• DIRECTIONS FOR THIS TASK: Line by line, check the data for the string "button" and state how many lines have it, nothing more.

Records from a data collection

○ ○ ○

PR #337, opened 2020-07-15
Hotfix: Update Sage Form Section padding

AndrwM:
## Description

This is a regression from the Sage Panel markup update. The Sage Form Section depended on an extend of `%sage-panel`, since Sage Panel's padding has moved to its child element, `.sage-panel__body`, the Sage Form Section was left padding-less.

**This only affects Sage Super Admin**

### Screenshots

|  before  |  after  |
|--------|--------|
|image|image|


pixelflips (approved):
👍  - LGTM!

PR #338, opened 2020-07-17
Sage Docs: Rails Routing & Navigation Bars

### LINKED ISSUE #336: Investigate removal of submenu items in sidebar
## Description

We have a couple of related issues happening with the sidebar, most likely due to the logic determining where/when to display subitems within a parent group.

1. The submenu lists of individual elements and objects are much longer than the intended use within the admin, and are also duplicated in the "Quick links" menu.
2. "Styles" subitems do not render when selecting an item from the menu. For example, selecting "Colors" no longer indicates the page is part of "Styles". This is likely due to how pages in Styles do not follow the same URL pattern as "Elements" and "Objects".

Action items:
- [ ] Investigate "Styles" section path and/or sidebar logic
- [ ] Explore impact of removing the submenu links from the sidebar
- OPTIONAL: look into using Intersection Observer or some other scroll detection method to highlight current position within the Quick links menu

## Related

- #329

AndrwM:
## Changelog
- Update routing to use paths instead of query string params to look up elements/objects/breakouts
- Refactor how we're checking if a page or child page is 'active'
  - Clean up some conventions (like `current?` helper) and take a more "Rails" approach with built in helpers
  - Fixes the collapsing sidebar bug
- Docs html tidying up

Paths now follow this convention:
```
/pages/style/token
/pages/elements
/pages/element/button
/pages/objects
/pages/object/button
/pages/breakout/object/button

```

Closes: #336


app/views/application/_sidebar.html.erb
```diff
@@ -2,27 +2,28 @@
   <div class="sage-sidebar__body">
     <nav class="sage-nav" aria-label="Main">
       <ul class="sage-nav__list">
-        <li><%= link_to "Introduction", pages_index_url, class: "#{current? "sage-nav__link--active", pages_index_url} sage-nav__link" %></li>
-        <li><%= link_to "Styles", pages_token_url, class: "sage-nav__link" %>
-          <% if current_page?(pages_token_url) %>
-          <ul class="sage-nav__list sage-nav__list--sub">
-            <%= yield :sidebar_styles %>
-          </ul>
+        <li><%= link_to "Introduction", pages_index_path, class: "sage-nav__link #{"sage-nav__link--active" if current_page?(pages_index_path)}" %></li>
```
teenwolfblitzer, line 5: One thing I was hoping to get some discussion around is our use of classes on the link, but not on its parent `li`. I could see a case for `sage-nav__list-item` and adding the `active` style there. That's not to say it's a result of this work or that any potential change should be, either.

lib/sage-frontend/stylesheets/docs/_sidebar.scss
```diff
@@ -17,3 +17,9 @@
     opacity: 1;
   }
 }
+
+// Side Navigation Footer Top Border
+// Visual division between the scrolling content and the footer
+.sage-sidebar__footer {
+  box-shadow: inset 0px 1px 0px sage-color(gray);
```
teenwolfblitzer: I'm being insanely nitpicky here, but we can drop the `px` units for zero :neckbeard:

teenwolfblitzer (approved):
👍 🔥 Looks great! Couple of discussion points, but nothing that would hold this up. Great work!

lib/sage-frontend/stylesheets/docs/_sidebar.scss
AndrwM: Haha, of course!

app/views/application/_sidebar.html.erb
AndrwM: Yeah, good point. The `<li>` should have some type of class. 👍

○ ○ ○

• WRITTEN ANSWER: 3